PR #72, opened 2016-06-10
Split parsing from policy

jzohrab:
Builds on PR #71.

policy.py is split into policyparser.py and policy.py.

Rationale for this PR: I wanted to introduce a new parser for a project, and couldn't determine where the separation was between the Policy object (the domain model) and the lex/yacc parser.  The lex/yacc parser defines many checks which other parsers/data formats would need, so it made sense to try to cleanly separate the parsing from the domain model, and strengthen the domain model as needed.

A stronger domain model has the following potential benefits:
- easier to load the model from different data sources, and ensure it's still correct
- simpler unit testing (can directly interact with the model, rather than loading up the lex/yacc parser with strings)
- can expose the base domain model for other clients, such as NAPALM or Ansible

This change reflects my own opinion and approach of software design (viz, separation of the domain model from how it's loaded, a domain-driven design approach).  The team/community may prefer to not go down this route.  Regardless, I think this work is still useful in more clearly demarcating the role of domain object vs parser, and even if we choose to recombine the policyparser.py and policy.py files into a single file, the work is still beneficial.


ankenyr:
Going to close this. There is pending work in salt to actually integrate this to work with NAPALM. Since this functionality is only really in use for that framework I would like to keep that specific code there instead of integrating it here where it would increase the complexity of our own codebase.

* [Task prompt]
Each line of the listing above should be output exactly.

* [Finished task]
PR #72, opened 2016-06-10
Split parsing from policy

jzohrab:
Builds on PR #71.

policy.py is split into policyparser.py and policy.py.

Rationale for this PR: I wanted to introduce a new parser for a project, and couldn't determine where the separation was between the Policy object (the domain model) and the lex/yacc parser.  The lex/yacc parser defines many checks which other parsers/data formats would need, so it made sense to try to cleanly separate the parsing from the domain model, and strengthen the domain model as needed.

A stronger domain model has the following potential benefits:
- easier to load the model from different data sources, and ensure it's still correct
- simpler unit testing (can directly interact with the model, rather than loading up the lex/yacc parser with strings)
- can expose the base domain model for other clients, such as NAPALM or Ansible

This change reflects my own opinion and approach of software design (viz, separation of the domain model from how it's loaded, a domain-driven design approach).  The team/community may prefer to not go down this route.  Regardless, I think this work is still useful in more clearly demarcating the role of domain object vs parser, and even if we choose to recombine the policyparser.py and policy.py files into a single file, the work is still beneficial.


ankenyr:
Going to close this. There is pending work in salt to actually integrate this to work with NAPALM. Since this functionality is only really in use for that framework I would like to keep that specific code there instead of integrating it here where it would increase the complexity of our own codebase.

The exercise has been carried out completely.